Wherever a line in the material contains the word "Couldn", copy that line.

Raw data:

>>>

PR #2886, opened 2015-04-03
fix media message forwarding

rhodey:
1) forward media messages using MediaMmsMessageRecord's resolved SlideDeck
2) patch ShareActivity to get type of STREAM_EXTRA from intent when others null
3) patched AudioSlide, VideoSlide, and ImageSlide to work with content:// Uri's from our part database

Fixes #1362
// FREEBIE

PR #2236, opened 2014-12-18
Enable media message forwarding

McLoo:
For images this works without handing the content type through the intents, as it is set to `ContentType.IMAGE_JPEG` hardcoded.
This also unifies AudioSlide's and VideoSlide's `constructPartFromUri` as they were edited anyway.

Fixes #1362 and #1914 

I strongly recommend merging #2234 and #2232 as without them forwarding message is not funny...

PR #3311, opened 2015-06-02
Enable media message forwarding

McLoo:
This is a stew mainly of #2886 with some nice chunks of #2236 

- Tested forwarding to existing as well as new (group-)convos.
- Tested on a 5.0.2 device and KK emulator. Couldn't get a play service enabled GB emu - can't use a new TS installation without play services... :disappointed: 

All media works fine as well as text and text + media.

### DIFF
--- a/src/org/thoughtcrime/securesms/mms/AudioSlide.java
+++ b/src/org/thoughtcrime/securesms/mms/AudioSlide.java
@@ -18,7 +18,6 @@ package org.thoughtcrime.securesms.mms;
 
 import android.content.Context;
 import android.content.res.Resources.Theme;
-import android.database.Cursor;
 import android.net.Uri;
 import android.provider.MediaStore.Audio;
 import android.support.annotation.DrawableRes;
@@ -56,24 +55,15 @@ public class AudioSlide extends Slide {
     return ResUtil.getDrawableRes(theme, R.attr.conversation_icon_attach_audio);
   }
 
-  public static PduPart constructPartFromUri(Context context, Uri uri) throws IOException, MediaTooLargeException {
+  private static PduPart constructPartFromUri(Context context, Uri uri) throws IOException, MediaTooLargeException {
     PduPart part = new PduPart();
 
-    assertMediaSize(context, uri, MmsMediaConstraints.MAX_MESSAGE_SIZE);
-
-    Cursor cursor = null;
-
-    try {
-      cursor = context.getContentResolver().query(uri, new String[]{Audio.Media.MIME_TYPE}, null, null, null);
-
-      if (cursor != null && cursor.moveToFirst())
-        part.setContentType(cursor.getString(0).getBytes());
-      else
-        throw new IOException("Unable to query content type.");
-    } finally {
-      if (cursor != null)
-        cursor.close();
-    } 
+    if (PartAuthority.isPartAuthorityPart(uri)) {
+      part.setContentType(getContentTypeForPartInDb(context, uri));
+    } else {
+      assertMediaSize(context, uri, MmsMediaConstraints.MAX_MESSAGE_SIZE);
+      part.setContentType(getContentTypeForPartOutsideDb(context, uri, Audio.Media.MIME_TYPE));
+    }
 
     part.setDataUri(uri);
     part.setContentId((System.currentTimeMillis()+"").getBytes());
--- a/src/org/thoughtcrime/securesms/mms/PartAuthority.java
+++ b/src/org/thoughtcrime/securesms/mms/PartAuthority.java
@@ -16,8 +16,8 @@ import java.io.InputStream;
 
 public class PartAuthority {
 
-  private static final String PART_URI_STRING   = "content://org.thoughtcrime.securesms/part";
-  private static final String THUMB_URI_STRING  = "content://org.thoughtcrime.securesms/thumb";
+  private static final String PART_URI_STRING   = "content://org.thoughtcrime.provider.securesms/part";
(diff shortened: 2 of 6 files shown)


jeremymasters:
Does this also fix selection of media messages?  In 2.16.3 I can't long-press the image to select it.  I have to long-press in the open space beside it.

2-4601:
@jeremymasters See: #2333, #2488, #2648 (PR).

rhodey:
hey @McLoo, I just checked out this PR, rebased it with master, and ran some tests. every time i try to forward an image message the image preview is the red error icon, tapping send results in no image being sent.

can you rebase this and let me know if you can reproduce? I tested this on my Nexus 5 running stock Android 5.1 Lollipop, rebased into f72cd5b0fffe2465b40213828a9214c8c2517715

McLoo:
@rhodey then you collabs broke it :wink: 

Will check out. The magic is in those lines:
```JAVA
if (isAuthorityPartDb(uri))
  part.setDataUri(PartAuthority.getPublicPartUri(uri));
else
  part.setDataUri(uri);
``` 

Had the triangle before, when not using getPublicPartUri?!

McLoo:
@rhodey tested on CM 12.1
Still works for me. Can you post a debug log? :grin:

rhodey:
hey @McLoo, I just rebased this with 2.18.1 and tested on my stock 2.3.6 Gingerbread device & my stock 4.4.2 device, both work great. my nexus 5 is my daily use phone, I keep my actual install of TextSecure on there, so when I want to test a new build of TS on that device I have to alter the application ID and some other package names in the build.grade and AndroidManifest.xml file-- basically the app that I test on this device is not the exact app that I should be testing.

so, in conclusion it probably doesn't work on my nexus 5 for reasons related to me changing the application ID and package names. interestingly nothing was actually caught in the log file related to the error icon showing up. this PR looks good to me and has tested well, if we could get someone to test this on a stock lollipop device I'd be super confident in merging it.

:+1:

McLoo:
I'm thinking of `assertMediaSize` everytime - not only if not `isAuthorityPartDb`.
There could be changes for media size, after the media went into the DB?!

(`assertMediaSize` should probably move into [sendMediaMessage](https://github.com/WhisperSystems/TextSecure/blob/6caee6b0f076a1dd2e710212435cf950352817db/src/org/thoughtcrime/securesms/ConversationActivity.java#L1108), once bigger files are allowed for push)

McLoo:
Finally I found someone who was willing to try this PR on his daily use phone. :grimacing: 
Titanium Backup works great if you have to juggle with builds while keeping data.

So: on my Sony Z1 compact 5.0.2 (rooted) this also works fine. Couldn't test media playback though cause of #3436

src/org/thoughtcrime/securesms/mms/PartAuthority.java
```diff
@@ -17,7 +17,7 @@
 
   private static final String PART_URI_STRING   = "content://org.thoughtcrime.securesms/part";
   private static final String THUMB_URI_STRING  = "content://org.thoughtcrime.securesms/thumb";
-  private static final Uri    PART_CONTENT_URI  = Uri.parse(PART_URI_STRING);
+  public  static final Uri    PART_CONTENT_URI  = Uri.parse(PART_URI_STRING);
```
moxie0: this is intentionally private

src/org/thoughtcrime/securesms/mms/AudioSlide.java
```diff
@@ -56,24 +55,15 @@ public boolean hasAudio() {
...
-    } finally {
-      if (cursor != null)
-        cursor.close();
-    } 
+    if (isAuthorityPartDb(uri)) {
+      part.setContentType(getContentTypeForPartInDb(context, uri));
+    } else {
+      assertMediaSize(context, uri);
+      part.setContentType(getContentTypeForPartOutsideDb(context, uri, Audio.Media.MIME_TYPE));
+    }
```
moxie0: we shouldn't be distinguishing, a uri is a uri...

McLoo: But PartProvider has 
`CONTENT_URI_STRING = "content://org.thoughtcrime.provider.securesms/part";`
whereas PartAuthority has 
`PART_URI_STRING   = "content://org.thoughtcrime.securesms/part";` 

the latter leads to an error on forwarding
```
org.thoughtcrime.securesms E/ActivityThread﹕ Failed to find provider info for org.thoughtcrime.securesms
```
as there is no such provider in the manifest.

So at some point we have to decide how the uri has to be interpreted. Or am I completely wrong?!
Or does PartAuthority need a change?

McLoo: changing PartAuthority's PART_URI_STRING to "content://org.thoughtcrime.provider.securesms/part";works fine form me

McLoo:
@moxie0 comments addressed

src/org/thoughtcrime/securesms/mms/AudioSlide.java
McLoo: Sorry for spamming. The above comments are concerning Images.

And yet we have to distinguish if we don't want to on fail grabbing parts' contentType

McLoo:
rebased

McLoo:
rebased. reduced refactoring.

McLoo:
:angry: temporarily closing til I'm happy with GIF-detection

getting the MimeType isn't very funny for internal media :/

<<<

Output for this task:
- Tested on a 5.0.2 device and KK emulator. Couldn't get a play service enabled GB emu - can't use a new TS installation without play services... :disappointed: 
So: on my Sony Z1 compact 5.0.2 (rooted) this also works fine. Couldn't test media playback though cause of #3436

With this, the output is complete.